PR #169, opened 2021-07-15
Re-enable support for turbo mode

gravesm:
##### SUMMARY

This re-enables the ability to add turbo mode. It also adds a few more
tests to cover some cases that had been broken in turbo mode previously.

Testing with turbo mode is not currently enabled, and would fail until https://github.com/ansible-collections/cloud.common/pull/69 can be merged and a new cloud.common release is done. This also does not add cloud.common to the collection dependencies until a decision has been made about how enabling/disabling turbo mode will work when cloud.common is already installed.

##### ISSUE TYPE

- Bugfix Pull Request

##### ADDITIONAL INFORMATION

```paste below

```

### DIFF
--- a/plugins/module_utils/ansiblemodule.py
+++ b/plugins/module_utils/ansiblemodule.py
@@ -3,10 +3,22 @@ from __future__ import (absolute_import, division, print_function)
 __metaclass__ = type
 
 
+import os
+
+from ansible.module_utils.common.validation import check_type_bool
+
 try:
-    from ansible_collections.cloud.common.plugins.module_utils.turbo.module import (
-        AnsibleTurboModule as AnsibleModule,
-    )  # noqa: F401
-    AnsibleModule.collection_name = "kubernetes.core"
-except ImportError:
+    enable_turbo_mode = check_type_bool(os.environ.get("ENABLE_TURBO_MODE"))
+except TypeError:
+    enable_turbo_mode = False
+
+if enable_turbo_mode:
+    try:
+        from ansible_collections.cloud.common.plugins.module_utils.turbo.module import (
+            AnsibleTurboModule as AnsibleModule,
+        )  # noqa: F401
+        AnsibleModule.collection_name = "kubernetes.core"
+    except ImportError:
+        from ansible.module_utils.basic import AnsibleModule  # noqa: F401
+else:
     from ansible.module_utils.basic import AnsibleModule  # noqa: F401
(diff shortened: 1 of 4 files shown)


plugins/module_utils/ansiblemodule.py
```diff
@@ -3,4 +3,10 @@
 __metaclass__ = type
 
 
-from ansible.module_utils.basic import AnsibleModule  # noqa: F401
+try:
+    from ansible_collections.cloud.common.plugins.module_utils.turbo.module import (
+        AnsibleTurboModule as AnsibleModule,
+    )  # noqa: F401
+    AnsibleModule.collection_name = "kubernetes.core"
+except ImportError:
```
Akasurde, line 11: LGTM, are we waiting for any additional changes.

gravesm: https://github.com/ansible-collections/cloud.common/pull/69 needs to be merged and released before the tests here will pass with turbo mode enabled. If the turbo mode tests are non-voting then we can merge and just have broken tests until the issue with cloud.common is resolved.

gravesm:
@Akasurde if you want to give the new changes a review, I think we can move forward with this for now and adjust later if we need to.

Akasurde (approved):
LGTM. I hope we are adding docs are around this env variable in the later PR.

gravesm:
Yeah, I would like to get turbo mode settled and make sure it's being tested before we publish docs for it.

gravesm:
To clarify, what I'm suggesting is that the existing `environment` keyword be used to control this:
```
- k8s:
    definition:
       ...
  environment:
    ENABLE_TURBO_MODE: true
```

goneri:
Oh crap, I totally missed this PR and I started working on this in parallel: https://github.com/ansible-collections/kubernetes.core/pull/190 and https://github.com/ansible-collections/cloud.common/pull/73

gravesm:
@goneri Yeah, I think I made this after yours as an alternative to consider. I'm not sure which one is better. Mine seems simpler but I may be missing some reason why we wouldn't want to do things this way.

goneri:
> @goneri Yeah, I think I made this after yours as an alternative to consider. I'm not sure which one is better. Mine seems simpler but I may be missing some reason why we wouldn't want to do things this way.

Yeah. I need to think about this a bit. You're approach is definitely way lighter.

gravesm:
I believe it should also be easy to set up a non-voting CI job using something like:

```
environment:
  ENABLE_TURBO_MODE: "{{ lookup('env', 'ENABLE_TURBO_MODE') }}"
```
at the playbook level in `converge.yml`.

goneri (approved):

goneri:
I suggest we land your PR first. And in the future, if we look for something more elaborate, we can still revisit mine.

PR #173, opened 2021-07-19
Add script to handle sanity ignore

Akasurde:
Depends-on: https://github.com/ansible/ansible-zuul-jobs/pull/993

##### SUMMARY

##### ISSUE TYPE
- Bugfix Pull Request

##### COMPONENT NAME
tests/sanity/ignore-2.10.txt
tests/sanity/ignore-2.11.txt
tests/sanity/ignore-2.12.txt
tests/sanity/ignore-2.9.txt
tests/sanity/refresh_ignore_files


tests/sanity/refresh_ignore_files
```diff
@@ -0,0 +1,42 @@
...
+for version in ["2.9", "2.10", "2.11", "2.12"]:
+    ignore_file = ignore_dir / f"ignore-{version}.txt"
+    ignore_content = ignore_file.read_text().split("\n")
+    ignore_content.append(f"tests/sanity/refresh_ignore_files shebang!skip")
+    skip_list = [
+        "compile-2.6!skip",  # Py3.8+
+        "compile-2.7!skip",  # Py3.8+
+        "compile-3.5!skip",  # Py3.8+
+        "compile-3.6!skip",  # Py3.8+
+        "compile-3.7!skip",  # Py3.8+
```
gravesm, line 21: Do we even need lines for < 3.6? We are only testing on 3.6+. I think I'd also prefer we don't skip the compile check on versions we support. I don't think we've had issues in the past with this check. I would say just remove compile from this list.

tests/sanity/refresh_ignore_files
```diff
@@ -0,0 +1,42 @@
...
+        "import-2.6!skip",  # Py3.8+
+        "import-2.7!skip",  # Py3.8+
+        "import-3.5!skip",  # Py3.8+
+        "import-3.6!skip",  # Py3.8+
+        "import-3.7!skip",  # Py3.8+
```
gravesm, line 26: Same as above, do we need this for < 3.6? I'm also a little hesitant to disable the import check on everything. We only have a few files where this is needed. I feel like a better solution would be to manage a list of files in this script we want to skip import checks on and add the skip based on that for all ansible versions.

tests/sanity/refresh_ignore_files
Akasurde: Zuul runs all the versions of Python for sanity tests. There is no simple way to disable these checks unless we add these lines for non-supported versions. This is already been followed in `amazon.aws` repo.

goneri (approved):

tests/sanity/refresh_ignore_files
```diff
@@ -0,0 +1,39 @@
...
+            continue
+        for test in skip_list:
+            ignore_content.append(f"{f} {test}")
+    for f in module_utils_dir.glob("*.py"):
+        if f.is_symlink():
+            continue
+        for test in skip_list:
+            ignore_content.append(f"{f} {test}")
+    ignore_file = ignore_dir / f"ignore-{version}.txt"
+    ignore_file.write_text("\n".join(sorted(set(ignore_content))).lstrip("\n"))
```
abikouo, line 39:
```suggestion
#!/usr/bin/env python3

from pathlib import Path
import argparse

if __name__ == "__main__":
    parser = argparse.ArgumentParser(description="Refresh ignore files for sanity tests.")
    parser.add_argument("--ansible-release", default="2.9,2.10,2.11,2.12", dest="release", help="comma-separated list of ansible release version")
    args = parser.parse_args()
    target_dir = Path('.')

    ignore_dir = target_dir / "tests" / "sanity"
    module_dir = target_dir / "plugins" / "modules"
    module_utils_dir = target_dir / "plugins" / "module_utils"
    ignore_dir.mkdir(parents=True, exist_ok=True)

    skip_list = [
        "compile-2.6!skip",  # Py3.8+
        "compile-2.7!skip",  # Py3.8+
        "compile-3.5!skip",  # Py3.8+
        "import-2.6!skip",  # Py3.8+
        "import-2.7!skip",  # Py3.8+
        "import-3.5!skip",  # Py3.8+
        "future-import-boilerplate!skip",  # Py2 only
        "metaclass-boilerplate!skip",  # Py2 only
    ]

    for version in [ x.replace(" ", "") for x in args.release.split(",")]:
        ignore_file = ignore_dir / f"ignore-{version}.txt"
        ignore_content = ignore_file.read_text().split("\n")
        ignore_content.append(f"tests/sanity/refresh_ignore_files shebang!skip")

        for f in module_dir.glob("*.py"):
            if f.is_symlink():
                continue
            for test in skip_list:
                ignore_content.append(f"{f} {test}")
        for f in module_utils_dir.glob("*.py"):
            if f.is_symlink():
                continue
            for test in skip_list:
                ignore_content.append(f"{f} {test}")
        ignore_file = ignore_dir / f"ignore-{version}.txt"
        ignore_file.write_text("\n".join(sorted(set(ignore_content))).lstrip("\n"))
```

abikouo: This is basically a way to add configuration on script in order to support future ansible release.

◆ TO DO ◆
Find the string "sorted" in the records, then copy each line where it occurs.

◆ SOLUTION ◆
+    ignore_file.write_text("\n".join(sorted(set(ignore_content))).lstrip("\n"))
        ignore_file.write_text("\n".join(sorted(set(ignore_content))).lstrip("\n"))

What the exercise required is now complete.